Advantages Provided by the Commercial Bridge Loans

 

Fast Execution

As mentioned earlier, traditional financial institutions are not flexible enough to respond promptly when an opportunity to buy property rises briefly. Bridge loans are processed faster to help investors take advantage of emerging property offers. This gives you an additional investment while you wait for other properties to sell.

 

Filling the Gap

A bridge loan offers you the required funding while you wait for your other properties to be sold in the market. They provide quick capital to help investors to purchase properties that are auctioned off or properties that have several offers and cannot be settled using a contingency-based bidding. A foreclosed real estate may be on the market and requires swift action.

 

Partner Buyout

Bridge loans are used to buy out business partners who wish to pursue other business opportunities elsewhere, which is beneficial to you as the sole proprietor of the business.
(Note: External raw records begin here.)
PR #1874, opened 2021-05-10
Boiler breakdown advice is local player only

tobylane:
- Add PlayerHospital:makeAnnouncement, a copy of giveAdvice adapted for announcements
- Fix plots being unbuyable when walls are transparent
- Add checks for local hospital before telling user
- Move no receptionist advice away from check for receptionists

### DIFF
--- a/CorsixTH/Lua/game_ui.lua
+++ b/CorsixTH/Lua/game_ui.lua
@@ -750,6 +750,27 @@ function GameUI:onMouseWheel(x, y)
   return UI.onMouseWheel(self, x, y)
 end
 
+--! Announcements to the player.
+--!param msgs (array of string) Messages to select from.
+--!param priority (optional valid AnnouncementPriority selection) Priority of announcement
+--!param chance_to_play (optional float in range (0, 1]) Fraction of times that the
+--    call actually says something.
+--!return (boolean) Whether a message was given to the user.
+function GameUI:playRandomAnnouncement(msgs, priority, chance_to_play, played_callback, played_callback_delay)
+  local max_rnd = #msgs
+  if chance_to_play and chance_to_play > 0 and chance_to_play < 1 then
+    -- Scale by the fraction.
+    max_rnd = math.floor(max_rnd / chance_to_play)
+  end
+
+  local index = (max_rnd == 1) and 1 or math.random(1, max_rnd)
+  if index <= #msgs then
+    self:playAnnouncement(msgs[index], priority, played_callback, played_callback_delay)
+    return true
+  end
+  return false
+end
+
 function GameUI:playAnnouncement(name, priority, played_callback, played_callback_delay)
   self.announcer:playAnnouncement(name, priority, played_callback, played_callback_delay)
 end
--- a/CorsixTH/Lua/hospital.lua
+++ b/CorsixTH/Lua/hospital.lua
@@ -20,8 +20,6 @@ SOFTWARE. --]]
 
 corsixth.require("announcer")
 
-local AnnouncementPriority = _G["AnnouncementPriority"]
-
 class "Hospital"
 
 ---@type Hospital
@@ -777,22 +775,6 @@ function Hospital:isInHospital(x, y)
   local flags = self.world.map.th:getCellFlags(x, y)
   return flags.hospital and flags.owner == self:getPlayerIndex()
 end
-function Hospital:coldWarning()
-  local announcements = {
-    "sorry002.wav", "sorry004.wav",
-  }
-  if announcements and self:isPlayerHospital() then
-    self.world.ui:playAnnouncement(announcements[math.random(1, #announcements)], AnnouncementPriority.Normal)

In this case, funds may first be obtained using a mortgage loan. The lender finally becomes your investment partner. And we all understand that partnerships do not last for long. However, many lenders will check the creditworthiness of the borrower before giving out the loan.

 

Flexible payback

In some instances, your collateral will have large interest reserves to help you obtain a higher loan amount. Some lenders will also give you flexible repayment plans.

 

Opportunity and Timing

Take a moment to think about this- let’s say that you are a real estate investor and you have come across a lifetime opportunity to buy rental properties – you move around looking for funding, but unfortunately, you realize that even if you obtain that lender for the specific rental properties- the opportunity to purchase these properties will have vanished by the time your financier will have completed doing due diligence on your proposed rental properties. That is one of the advantages that you will get by using commercial bridge loans. With these quick bridge loans you will not feel guilty that you missed an opportunity to buy any prime commercial or residential property. This implies that you will be able to seize any opportunities that arise using bridge loans.

 

Flexibility and Adaptability

Bridge loans are generally more flexible than the conventional loans from financial situations. Investors can rest assured that they will not miss any opportunity when depending on bridge loans for financing because they are processed faster and on time.

 

Applying for loans from traditional financial institutions like banks can be stressful and complicated, particularly for first-time property investors. Borrowers are required to submit various documents, including collaterals, job statements, which make the process completely overwhelming. But for bridge loans you do not have to follow so many formalities for your loan is approved.

 

Agile Specifications

Unlike traditional loans, there are no detailed specifications that are set for those who want to acquire a loan; in fact, you can negotiate with lender to give you the loan amount that will suit your business needs.

 

Bridge loans are ideal for property investors who want immediate funding to buy or complete their real estate investments. It allows investors to respond promptly to any real estate opportunity that comes their way. The lenders of these loans understand the importance of timely funding to help you achieve your goals.